The chance of rain is important but perhaps even more so is the forcasted amount, duration and weather after the event. A quarter inch in one day with sun and low humidity the next isn't bad and I don't worry too much about it but but a two or three day event, even if not real heavy, and then hot and humid after is really bad.


----------



## mlappin (Jun 25, 2009)

Found the same to be true, easier to sell ripe hay than hay thats even had a brief shower on. If it's like here I can tell this year almost any dry hay will be worth something no matter how ripe as I've seen a LOT of hay being wrapped. Around here unless you already have it sold, you might as well put a free sign on bale age or feed it yourself.


----------



## Dill (Nov 5, 2010)

My long range forecast looks like rain all month on accu weather. So I'm dropping as much as a I can tonight but I'm planning on wrapping it all for now. If I were you I wouldn't drop more hay . Not sure how many fields you have. But you've already got one wet one on the ground. Get that one baled up first.

A couple years ago we basically lost all hay weather between Memorial day and july 4th. But like others said its way easier to sell stemmy over grown hay than anything rained on. We ended up chopping one field right back onto the ground that year. We dropped it and just had no hope of drying it out even for mulch. Raked it up in the rain and chopped it in the rain.


----------



## jturbo10 (Feb 28, 2011)

Totally agree with Mike. I'd sooner market mature hay with no rain then with rained on status. Something else that I consider is how damp is the ground. If you just had a bunch of rain and the ground is saturated I will give it a couple of days for it to dry out so when I drop the hay it isn't going to add time to the drying time required.
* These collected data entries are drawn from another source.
PR #3948, opened 2019-09-07
Add `visible` style option for simple plotly/bokeh plots.

jonmmease:
Setting `visible` to `False` will fully hide the individual element trace.

This option is very useful for the linked selection effort...

### DIFF
--- a/holoviews/plotting/bokeh/annotation.py
+++ b/holoviews/plotting/bokeh/annotation.py
@@ -28,7 +28,7 @@ from .util import date_to_integer
 
 class TextPlot(ElementPlot, AnnotationPlot):
 
-    style_opts = text_properties+['color', 'angle']
+    style_opts = text_properties+['color', 'angle', 'visible']
     _plot_methods = dict(single='text', batched='text')
 
     def get_data(self, element, ranges, style):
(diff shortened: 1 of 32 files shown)


jbednar:
Is there a chance to unify this API with Bokeh?

jonmmease:
> Is there a chance to unify this API with Bokeh?

I'm not sure. Does anyone know if Bokeh plot elements have an equivalent property to hide everything?  For the selection work I'm using the `opacity` style options to do this.

jbednar:
I'm not an expert at it, but Bokeh has a variety of related options like muted_alpha, muted_color, selection_glyph.visible, nonselection_glyph.visible, and so on; @philippjfr may be able to chat about it on Monday at see where things line up between the two backends.

philippjfr:
>I'm not sure. Does anyone know if Bokeh plot elements have an equivalent property to hide everything?

Most bokeh elements indeed have a visible property and we should expose it.

jonmmease:
> Most bokeh elements indeed have a visible property and we should expose it.

Ok, thanks. I'll take a look

jonmmease:
Alright, I added the `visible` style property to all of the simple (non-composite) Bokeh element plots.  Basically, for all of the cases where all that is needed is to pass the property along to the single Bokeh glyph representing the element.  I didn't do anything with the composite Bokeh elements to this point, as these will take some actual logic changes.

Sound alright for now?

philippjfr:
>Sound alright for now?

Yes, absolutely.

jbednar:
Great!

As far as weather forecasts goes, I usually use at least three weather sources to establish a trend on probabilities of significant rain/wind. I was an professional aviator for over 45 so monitoring and analyzing weather patterns was an important part of my life. I've encountered some of my worst weather conditions when the forecasters predicted a 20% chance of thunderstorms. Predicting weather patterns is a lot like playing Texas holdem...if you are always aggressive the odds are you will likely get burnt (i.e., get rained on) than someone who doesn't play a lot of hands. Time of season is also a factor I take into account. We get more weather activity in early summer than late summer so I'll take more chances in Aug than May however I add an extra drying day to my planning factors in late summer/early fall due to lower temps and less sunlight/angle of sun. Haying operations is not for the weak unless you mentally are prepared for a failure just like a baseball pitcher who is a closer...if it rains on your hay or you blow a save you have to do the best you can to move on and not second guess your decision. One other issue is equipment condition. I am a stickler on equipment maintenance as you simply can not have any major breakdowns during haying season. I am a strong proponent of replacing certain parts before they fail just like in aviation. I'm talking about sprockets, chains, blades, belts, tires, cutting knives, etc. It is hard to survive in the hay business on a shoestring budget as you have to bite the bullet and apply the required fertilizer, herbicides, and lime products regardless of long term forecasts but adjustments during droughts are effective. JMHO


----------



## kyfred (Dec 23, 2009)

I don't like to cut with 30 percent or higher chance of rain but I watch the radar also. See which directions fronts and clouds are moving in our direction or not. Also drive around and see if your neighbors are cutting hay or not. Pay attention to see if they have the same type hay operation you have or see if they bale or roll the haylage type hay that is wrapped with the white plastic. That hay can go up faster than the dry hay.
I agree with the others of ripe or over ripe hay being better that hay cut at the right time but has been rained on and moldy
Good Luck


----------



## Native87 (Jun 2, 2013)

I really wamt to thank you all for the great input. All these posts go in my notebook highlighting what I can do now and the rest is for the future when and if something doesnt work so good for me. Thanks Again Everyone.


----------



## somedevildawg (Jun 20, 2011)

Jeez you guys..... ur giving per-washed a bad rap.....after all the time and energy promoting this agricultural phenomenon.... wasted.....


----------



## JD3430 (Jan 1, 2012)

What I would like to add is how many days of clear/dry weather do you figure you need? For example: I have sunny dry today, tomorrow and Thursday. Would you cut Tuesday morning? That gives you tues, weds and most of Thursday for drying, tedding, rake, bale. 
I have found that most of the time, grass hay will dry enough if Tedded for 2 days in dry sun. Then raked & baled on the 3rd day.


----------



## somedevildawg (Jun 20, 2011)

Jd...that is so dependent on other factors like humidity, ground moisture, etc. in Dixie I can cut on Monday and bale on Wednesday with Bermuda grass (not tift 85) but if we had rain before I cut and the ground moisture is high, and high humidity days, even with the big ball o fire shining bright, I still may be baling on Friday....during this time I spend a lot of time monitoring and tedding, hopefully only Ted once, but regrettably sometimes I have to Ted twice......if it rains....thrice, rain again....quadro, rain again.....you get the idea.....welcome to the wonderful dynamically changing world of haymaking ......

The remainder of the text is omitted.